§ **Your assignment**
The complete listing that follows is to be set down again, exactly as it appears.

§ **Records for processing**
PR #123, opened 2018-07-05
define a new Profile entity

melisabok:
- new Profile class
- create, update and add references using Profile class
- replace __str__ with __repr__, it is easier to debug the objects, use object vars instead of serializing to json. 

@pmandler , how to add a new reference to a profile:
```
client.update_profile(openreview.Profile(referent='~Melisa_TestBok1', 
                                         invitation = '~/-/profiles', 
                                         content= { 'dblp': 'https://dblp.org/mbok'}, 
                                         signatures = ['~Melisa_TestBok1']))
```

this example add the url for dblp site.


openreview/openreview.py
```diff
@@ -461,9 +459,9 @@ def __init__(self, id, cdate = None, ddate = None, writers = None, members = Non
             with open(web) as f:
                 self.web = f.read()
 
-    def __str__(self):
```
melisabok: @mspector please take a look at this, I'm not sure if it is the right solution. 

Using __repr__ is easier to read the results, no need to use print. Avoid to_json calls.

melisabok:
It depends on https://github.com/iesl/openreview/pull/1021

openreview/openreview.py
mspector: Thanks Melisa, I think this is good.

A quick search revealed this useful stack overflow post: https://stackoverflow.com/questions/1436703/difference-between-str-and-repr

The relevant part:
> [...] in simple terms: almost every object you implement should have a functional __repr__ that’s usable for understanding the object. Implementing __str__ is optional: do that if you need a "pretty print" functionality (for example, used by a report generator).

So according to this, it would mean that we should have __repr__ return self.to_json(), and have __str__ return the pretty printed version.

openreview/openreview.py
```diff
@@ -677,6 +676,7 @@ def to_json(self):
             'ddate': self.ddate,
             'number': self.number,
             'content': self.content,
+            'metaContent': self.metaContent,
```
mspector: what is metaContent?

openreview/openreview.py
melisabok: Ok, I implemented both.

melisabok:
This can be merged too

melisabok:
I'm going to add a few tests before merging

§ **Task solution**
PR #123, opened 2018-07-05
define a new Profile entity

melisabok:
- new Profile class
- create, update and add references using Profile class
- replace __str__ with __repr__, it is easier to debug the objects, use object vars instead of serializing to json. 

@pmandler , how to add a new reference to a profile:
```
client.update_profile(openreview.Profile(referent='~Melisa_TestBok1', 
                                         invitation = '~/-/profiles', 
                                         content= { 'dblp': 'https://dblp.org/mbok'}, 
                                         signatures = ['~Melisa_TestBok1']))
```

this example add the url for dblp site.


openreview/openreview.py
```diff
@@ -461,9 +459,9 @@ def __init__(self, id, cdate = None, ddate = None, writers = None, members = Non
             with open(web) as f:
                 self.web = f.read()
 
-    def __str__(self):
```
melisabok: @mspector please take a look at this, I'm not sure if it is the right solution. 

Using __repr__ is easier to read the results, no need to use print. Avoid to_json calls.

melisabok:
It depends on https://github.com/iesl/openreview/pull/1021

openreview/openreview.py
mspector: Thanks Melisa, I think this is good.

A quick search revealed this useful stack overflow post: https://stackoverflow.com/questions/1436703/difference-between-str-and-repr

The relevant part:
> [...] in simple terms: almost every object you implement should have a functional __repr__ that’s usable for understanding the object. Implementing __str__ is optional: do that if you need a "pretty print" functionality (for example, used by a report generator).

So according to this, it would mean that we should have __repr__ return self.to_json(), and have __str__ return the pretty printed version.

openreview/openreview.py
```diff
@@ -677,6 +676,7 @@ def to_json(self):
             'ddate': self.ddate,
             'number': self.number,
             'content': self.content,
+            'metaContent': self.metaContent,
```
mspector: what is metaContent?

openreview/openreview.py
melisabok: Ok, I implemented both.

melisabok:
This can be merged too

melisabok:
I'm going to add a few tests before merging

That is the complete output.